Answer with the exact lines of the following material from the one containing "977 / 1066 /" through the one containing "### Proposed fix", both end lines included.

"""

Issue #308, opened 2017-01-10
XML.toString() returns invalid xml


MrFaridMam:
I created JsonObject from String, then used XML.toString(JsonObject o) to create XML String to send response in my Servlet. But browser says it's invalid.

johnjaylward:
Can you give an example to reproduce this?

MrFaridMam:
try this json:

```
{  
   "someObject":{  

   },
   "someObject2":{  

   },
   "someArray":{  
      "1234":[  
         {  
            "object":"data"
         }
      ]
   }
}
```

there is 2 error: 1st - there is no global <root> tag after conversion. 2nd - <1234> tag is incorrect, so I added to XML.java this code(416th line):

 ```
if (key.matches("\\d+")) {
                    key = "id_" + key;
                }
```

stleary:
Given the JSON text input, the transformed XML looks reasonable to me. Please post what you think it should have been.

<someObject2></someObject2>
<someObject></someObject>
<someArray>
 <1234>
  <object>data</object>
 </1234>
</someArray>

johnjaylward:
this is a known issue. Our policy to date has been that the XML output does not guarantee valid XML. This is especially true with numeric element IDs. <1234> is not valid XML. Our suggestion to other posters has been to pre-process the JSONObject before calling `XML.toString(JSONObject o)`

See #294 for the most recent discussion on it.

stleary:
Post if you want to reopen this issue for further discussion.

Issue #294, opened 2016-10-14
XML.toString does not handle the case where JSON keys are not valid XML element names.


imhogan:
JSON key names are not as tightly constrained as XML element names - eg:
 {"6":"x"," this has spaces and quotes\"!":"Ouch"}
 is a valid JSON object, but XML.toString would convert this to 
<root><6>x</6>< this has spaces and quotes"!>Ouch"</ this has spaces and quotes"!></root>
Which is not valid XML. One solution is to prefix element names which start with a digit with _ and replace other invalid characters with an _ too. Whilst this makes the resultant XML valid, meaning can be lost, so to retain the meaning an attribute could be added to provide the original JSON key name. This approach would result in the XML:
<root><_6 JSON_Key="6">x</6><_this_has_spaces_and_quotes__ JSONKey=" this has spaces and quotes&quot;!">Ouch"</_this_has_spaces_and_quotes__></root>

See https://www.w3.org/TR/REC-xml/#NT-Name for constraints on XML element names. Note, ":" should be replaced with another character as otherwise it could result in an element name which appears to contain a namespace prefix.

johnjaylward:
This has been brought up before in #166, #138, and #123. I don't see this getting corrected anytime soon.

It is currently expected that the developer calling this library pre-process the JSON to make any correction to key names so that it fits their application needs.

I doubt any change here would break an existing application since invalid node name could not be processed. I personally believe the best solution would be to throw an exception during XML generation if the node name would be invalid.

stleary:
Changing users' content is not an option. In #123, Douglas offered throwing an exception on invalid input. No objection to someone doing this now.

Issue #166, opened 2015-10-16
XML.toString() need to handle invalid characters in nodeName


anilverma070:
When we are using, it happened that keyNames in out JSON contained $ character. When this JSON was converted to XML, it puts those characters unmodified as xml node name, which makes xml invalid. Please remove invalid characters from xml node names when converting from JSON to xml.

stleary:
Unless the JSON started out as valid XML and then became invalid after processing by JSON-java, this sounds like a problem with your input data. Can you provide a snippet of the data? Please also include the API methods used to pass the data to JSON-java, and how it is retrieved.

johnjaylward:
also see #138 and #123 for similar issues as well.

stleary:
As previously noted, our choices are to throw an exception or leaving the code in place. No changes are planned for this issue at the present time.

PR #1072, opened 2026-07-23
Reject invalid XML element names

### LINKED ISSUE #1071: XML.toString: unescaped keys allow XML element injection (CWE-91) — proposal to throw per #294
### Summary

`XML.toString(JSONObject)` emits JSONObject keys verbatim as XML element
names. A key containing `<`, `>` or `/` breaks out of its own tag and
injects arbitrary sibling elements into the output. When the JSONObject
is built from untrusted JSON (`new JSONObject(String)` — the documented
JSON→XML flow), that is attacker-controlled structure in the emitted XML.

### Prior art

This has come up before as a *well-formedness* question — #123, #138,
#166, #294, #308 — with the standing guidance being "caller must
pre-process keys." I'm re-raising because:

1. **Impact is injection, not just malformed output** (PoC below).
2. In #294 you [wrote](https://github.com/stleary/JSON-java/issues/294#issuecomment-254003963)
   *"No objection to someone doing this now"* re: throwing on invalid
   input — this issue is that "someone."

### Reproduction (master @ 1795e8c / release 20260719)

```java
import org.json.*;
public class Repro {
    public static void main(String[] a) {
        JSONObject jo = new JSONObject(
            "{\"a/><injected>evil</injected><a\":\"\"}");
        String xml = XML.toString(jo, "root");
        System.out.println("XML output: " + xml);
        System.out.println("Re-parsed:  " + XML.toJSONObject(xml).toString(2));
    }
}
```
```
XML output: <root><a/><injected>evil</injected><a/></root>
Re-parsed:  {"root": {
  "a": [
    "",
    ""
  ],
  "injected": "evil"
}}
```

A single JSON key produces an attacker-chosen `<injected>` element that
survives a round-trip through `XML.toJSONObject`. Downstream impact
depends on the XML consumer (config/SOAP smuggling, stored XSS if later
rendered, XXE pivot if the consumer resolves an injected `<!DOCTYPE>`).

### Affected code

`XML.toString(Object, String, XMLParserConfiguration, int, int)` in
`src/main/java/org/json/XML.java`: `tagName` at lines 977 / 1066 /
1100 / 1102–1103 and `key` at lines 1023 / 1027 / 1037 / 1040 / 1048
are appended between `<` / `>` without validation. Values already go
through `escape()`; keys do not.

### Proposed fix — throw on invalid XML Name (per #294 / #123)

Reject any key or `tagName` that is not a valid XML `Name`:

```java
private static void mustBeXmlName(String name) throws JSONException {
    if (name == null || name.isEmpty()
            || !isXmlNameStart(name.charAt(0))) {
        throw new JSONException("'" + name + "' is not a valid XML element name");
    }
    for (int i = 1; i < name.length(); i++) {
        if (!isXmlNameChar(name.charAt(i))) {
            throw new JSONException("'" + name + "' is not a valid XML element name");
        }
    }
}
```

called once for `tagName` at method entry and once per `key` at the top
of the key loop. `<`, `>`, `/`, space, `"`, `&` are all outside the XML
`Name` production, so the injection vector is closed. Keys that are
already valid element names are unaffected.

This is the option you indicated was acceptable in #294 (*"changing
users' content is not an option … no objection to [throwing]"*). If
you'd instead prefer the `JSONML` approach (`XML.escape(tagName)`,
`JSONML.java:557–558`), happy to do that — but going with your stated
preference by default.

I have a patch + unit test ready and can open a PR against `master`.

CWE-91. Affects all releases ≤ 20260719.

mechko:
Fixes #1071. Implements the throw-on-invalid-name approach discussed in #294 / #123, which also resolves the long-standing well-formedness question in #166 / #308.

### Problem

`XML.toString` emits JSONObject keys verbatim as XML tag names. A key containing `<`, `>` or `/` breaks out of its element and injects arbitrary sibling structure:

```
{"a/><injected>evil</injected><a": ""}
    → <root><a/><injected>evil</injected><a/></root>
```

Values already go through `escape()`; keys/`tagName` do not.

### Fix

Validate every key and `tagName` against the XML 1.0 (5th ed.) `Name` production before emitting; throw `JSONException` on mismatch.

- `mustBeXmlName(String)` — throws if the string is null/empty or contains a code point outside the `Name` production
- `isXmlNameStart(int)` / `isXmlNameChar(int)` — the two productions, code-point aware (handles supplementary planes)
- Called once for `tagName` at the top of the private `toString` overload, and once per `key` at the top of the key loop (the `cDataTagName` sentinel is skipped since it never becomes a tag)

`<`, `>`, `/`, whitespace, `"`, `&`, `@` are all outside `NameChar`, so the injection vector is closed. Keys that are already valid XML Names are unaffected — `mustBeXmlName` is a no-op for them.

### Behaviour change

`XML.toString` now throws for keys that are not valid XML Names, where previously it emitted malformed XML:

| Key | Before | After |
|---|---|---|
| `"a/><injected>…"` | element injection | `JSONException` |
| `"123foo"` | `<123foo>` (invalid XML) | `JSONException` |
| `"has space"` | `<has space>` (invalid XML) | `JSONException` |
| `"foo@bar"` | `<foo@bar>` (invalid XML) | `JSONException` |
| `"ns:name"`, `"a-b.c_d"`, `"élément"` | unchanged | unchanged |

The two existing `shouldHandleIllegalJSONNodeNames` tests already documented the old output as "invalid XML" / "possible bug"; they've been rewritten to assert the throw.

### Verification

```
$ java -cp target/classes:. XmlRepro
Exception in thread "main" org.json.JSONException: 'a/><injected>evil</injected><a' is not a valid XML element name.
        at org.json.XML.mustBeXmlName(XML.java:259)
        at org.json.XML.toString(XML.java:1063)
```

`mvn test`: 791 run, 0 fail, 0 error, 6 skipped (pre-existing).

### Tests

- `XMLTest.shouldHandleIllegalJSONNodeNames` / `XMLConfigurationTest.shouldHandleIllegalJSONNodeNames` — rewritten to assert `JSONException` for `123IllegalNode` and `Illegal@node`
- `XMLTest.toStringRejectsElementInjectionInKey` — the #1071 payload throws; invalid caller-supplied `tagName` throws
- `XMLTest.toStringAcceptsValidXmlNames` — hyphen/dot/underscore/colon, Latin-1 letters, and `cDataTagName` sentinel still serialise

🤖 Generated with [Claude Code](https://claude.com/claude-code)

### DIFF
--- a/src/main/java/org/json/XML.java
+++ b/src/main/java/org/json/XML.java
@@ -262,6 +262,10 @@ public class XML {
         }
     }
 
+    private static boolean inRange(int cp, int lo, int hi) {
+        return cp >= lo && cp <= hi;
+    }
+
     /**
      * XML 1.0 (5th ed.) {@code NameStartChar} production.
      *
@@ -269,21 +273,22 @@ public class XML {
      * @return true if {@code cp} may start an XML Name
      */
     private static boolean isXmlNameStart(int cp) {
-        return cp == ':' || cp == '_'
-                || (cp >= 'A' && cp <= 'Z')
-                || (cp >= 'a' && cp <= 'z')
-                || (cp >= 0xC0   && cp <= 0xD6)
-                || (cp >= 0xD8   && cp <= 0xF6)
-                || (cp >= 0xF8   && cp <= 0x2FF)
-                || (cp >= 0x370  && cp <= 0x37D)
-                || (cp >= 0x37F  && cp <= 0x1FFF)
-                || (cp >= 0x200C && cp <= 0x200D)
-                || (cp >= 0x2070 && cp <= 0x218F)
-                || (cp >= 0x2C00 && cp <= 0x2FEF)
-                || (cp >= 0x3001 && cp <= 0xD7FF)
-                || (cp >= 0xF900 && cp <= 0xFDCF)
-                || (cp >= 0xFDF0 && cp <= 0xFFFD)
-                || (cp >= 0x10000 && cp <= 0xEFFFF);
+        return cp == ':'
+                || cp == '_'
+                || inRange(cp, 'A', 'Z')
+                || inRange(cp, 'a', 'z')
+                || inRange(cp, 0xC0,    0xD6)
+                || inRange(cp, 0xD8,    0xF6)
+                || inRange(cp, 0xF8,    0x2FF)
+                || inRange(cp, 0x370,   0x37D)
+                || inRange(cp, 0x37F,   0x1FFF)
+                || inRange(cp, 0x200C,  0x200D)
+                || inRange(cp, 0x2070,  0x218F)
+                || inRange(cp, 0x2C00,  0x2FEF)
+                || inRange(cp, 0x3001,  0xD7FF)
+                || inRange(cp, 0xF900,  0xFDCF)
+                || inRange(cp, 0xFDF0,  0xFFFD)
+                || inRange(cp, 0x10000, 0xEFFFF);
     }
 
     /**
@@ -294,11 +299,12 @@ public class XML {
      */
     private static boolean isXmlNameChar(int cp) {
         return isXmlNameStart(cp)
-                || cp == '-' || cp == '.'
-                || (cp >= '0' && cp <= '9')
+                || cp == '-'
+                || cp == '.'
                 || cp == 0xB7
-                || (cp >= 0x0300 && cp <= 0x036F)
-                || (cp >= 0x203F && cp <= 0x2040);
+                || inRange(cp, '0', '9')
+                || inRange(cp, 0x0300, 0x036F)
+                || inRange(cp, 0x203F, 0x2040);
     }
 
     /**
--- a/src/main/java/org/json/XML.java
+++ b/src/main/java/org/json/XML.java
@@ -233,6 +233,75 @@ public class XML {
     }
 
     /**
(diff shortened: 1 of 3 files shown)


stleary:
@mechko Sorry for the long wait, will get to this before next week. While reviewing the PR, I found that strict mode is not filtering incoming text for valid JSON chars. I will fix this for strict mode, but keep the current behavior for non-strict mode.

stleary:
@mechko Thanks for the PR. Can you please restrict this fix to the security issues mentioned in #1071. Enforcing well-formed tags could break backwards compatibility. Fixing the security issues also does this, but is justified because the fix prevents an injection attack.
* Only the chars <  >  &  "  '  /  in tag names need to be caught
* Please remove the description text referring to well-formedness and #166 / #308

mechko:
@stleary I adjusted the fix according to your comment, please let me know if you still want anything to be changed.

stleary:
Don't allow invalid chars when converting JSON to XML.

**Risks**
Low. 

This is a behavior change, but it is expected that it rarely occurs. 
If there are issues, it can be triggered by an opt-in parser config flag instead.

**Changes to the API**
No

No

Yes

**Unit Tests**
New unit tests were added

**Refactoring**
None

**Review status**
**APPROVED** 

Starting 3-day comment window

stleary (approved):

"""

Your solution:
`src/main/java/org/json/XML.java`: `tagName` at lines 977 / 1066 /
1100 / 1102–1103 and `key` at lines 1023 / 1027 / 1037 / 1040 / 1048
are appended between `<` / `>` without validation. Values already go
through `escape()`; keys do not.

### Proposed fix — throw on invalid XML Name (per #294 / #123)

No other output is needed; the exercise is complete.